What is needed – Make an exact copy of the lines starting at the top of the listing below and ending at the line that contains "2. **The lock", inclusive.

━━ Data extracts ━━

PR #5467, opened 2026-09-03
Settle a pending request on the loop that owns it, and surface a dead worker as an error

cjkindel:
## The short version

When a node runs in a worker, the engine sends the request across and waits for an answer. Three separate bugs could leave that wait hanging, or wake it with the wrong outcome.

1. **The answer arrived but nobody woke up.** Replies are handled on one event loop while the waiting happens on another, and an asyncio future can only wake the loop it belongs to. The reply sat in a queue until something unrelated happened to wake that loop. What you saw: a node stuck "running" for tens of seconds — and turning up the log level "fixed" it, because the extra log traffic did the waking.
2. **The lock guarding the pending-request map had the same defect**, and cost exclusion rather than an error, so two threads could edit the map at once without anything complaining.
3. **A worker dying looked exactly like the artist pressing stop.** Same cancellation, so it was reported as a cancel: no error event, one unnamed log line, and no indication anywhere that the process had died.

The worst case is the third: `reset_workers` killed every worker and cleared the registry **without settling the requests in flight**. Clearing is what made it permanent — the heartbeat can only clean up workers it can still see. So a library reload while a node was executing left that node stuck for the rest of the session.

**Where to look:** the cancellation discrimination. A genuine user stop must still report as a cancel, and a worker death as an error, on both the eviction and the reset path.

---

### Settling across loops did not wake the waiter

**asyncio futures are single-loop objects**: `set_result` schedules the waiting task through `future._loop.call_soon`, which does not wake a loop it is not called from. Each pending request now records its own loop and is settled through `call_soon_threadsafe`.

### The lock protecting the pending map

An `asyncio.Lock` binds to whichever loop first awaits it, and `_try_match` runs on the transport loop while `_track_request` and `_cancel_request` run on the caller's.

What that costs is **exclusion**, not an exception: `acquire` consults the bound loop only on the *contended* path, so two threads both pass the uncontended fast path and mutate the dict together. Every section it guards is synchronous bookkeeping — no await anywhere inside — so a `threading.Lock` is the right primitive and cannot deadlock here.

### A worker dying looked identical to the artist pressing stop

Eviction cancels the pending future from underneath the awaiting task, and a bare `CancelledError` is reaped as `CANCELED`: no `NodeErrorEvent`, one unnamed log line, and the node handed back `UNRESOLVED` with nothing anywhere saying why.

Only a cancellation aimed at **this** task is the flow cancelling; anything else means the future died under us, which for this future means the worker is gone. That distinction is `task.cancelling()`.

**`reset_workers` was the death path that settled nothing.** It terminated every process and cleared the registry without cancelling in-flight requests — and clearing is what made that unrecoverable, because the heartbeat loop can only evict ids it can still see, so nothing afterwards reached `cancel_requests_by_tag` for them. `route_to_worker` has no wall-clock ceiling by design. A library reload while a node executed in a worker — a config change, a library install, a project switch — left the awaiting task on a future nothing would ever settle, so the node stayed `RESOLVING` for the rest of the session.

## Reviewing this

Two things worth knowing about the tests. The cross-loop tests assert on **elapsed time** rather than the future's done flag, because the flag was always set promptly — which is exactly why the bug was invisible. And the `reset_workers` regression test **hangs** rather than fails without the fix, because that is what the defect is; it will need a timeout if that shape is unwelcome in CI.


src/griptape_nodes/api_client/request_client.py
collindutter, line 1: These changes worry me a bit. Is this patching over some incorrect behavior for request client? Put another way, would we need all this if we were doing this from scratch?

cjkindel: With the loop issues I am finding on my side (https://github.com/griptape-ai/internal/issues/260) I am going to work on revisiting the cross-loop logic inherited from workers v1

src/griptape_nodes/retained_mode/managers/worker_manager.py
```diff
@@ -441,7 +450,27 @@ async def route_to_worker(
...
+            # Eviction cancels this future from underneath the awaiting task. A bare
+            # CancelledError is indistinguishable from the artist pressing stop, and the
+            # resolution machine reaps those as CANCELED: it emits no NodeErrorEvent and logs
+            # only an unnamed line, so the node is given back as UNRESOLVED with nothing
+            # anywhere saying why. Only a cancellation aimed at THIS task is the flow
+            # cancelling; anything else means the future died under us, which for this future
+            # means the worker is gone.
+            task = asyncio.current_task()
+            if task is not None and task.cancelling() > 0:
+                raise
```
collindutter: This code feels a bit smelly. We're having to guess whether this cancellation means a worker died.

Can we pass along the worker reason? i.e.

 ```python
   # evict_worker
   await ...fail_requests_by_tag(wid, WorkerGoneError(
       f"worker '{wid}' stopped responding and was shut down"))

   # reset_workers
   await ...fail_requests_by_tag(wid, WorkerGoneError(
       f"worker '{wid}' was shut down to reload library '{key}'"))
 ```

 ```python
   try:
       return await asyncio.wrap_future(future)
   except WorkerGoneError as err:
       msg = (f"Attempted to run a node in the separate process for worker "
              f"'{worker_engine_id}'. Failed because {err}")
       return ExecuteNodeResultFailure(result_details=msg, exception=err)  # per finding 5
 ```

collindutter (changes requested):

src/griptape_nodes/retained_mode/managers/worker_manager.py
cjkindel: For sure, good idea

collindutter (approved):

━━━

Result of this exercise –
PR #5467, opened 2026-09-03
Settle a pending request on the loop that owns it, and surface a dead worker as an error

cjkindel:
## The short version

When a node runs in a worker, the engine sends the request across and waits for an answer. Three separate bugs could leave that wait hanging, or wake it with the wrong outcome.

1. **The answer arrived but nobody woke up.** Replies are handled on one event loop while the waiting happens on another, and an asyncio future can only wake the loop it belongs to. The reply sat in a queue until something unrelated happened to wake that loop. What you saw: a node stuck "running" for tens of seconds — and turning up the log level "fixed" it, because the extra log traffic did the waking.
2. **The lock guarding the pending-request map had the same defect**, and cost exclusion rather than an error, so two threads could edit the map at once without anything complaining.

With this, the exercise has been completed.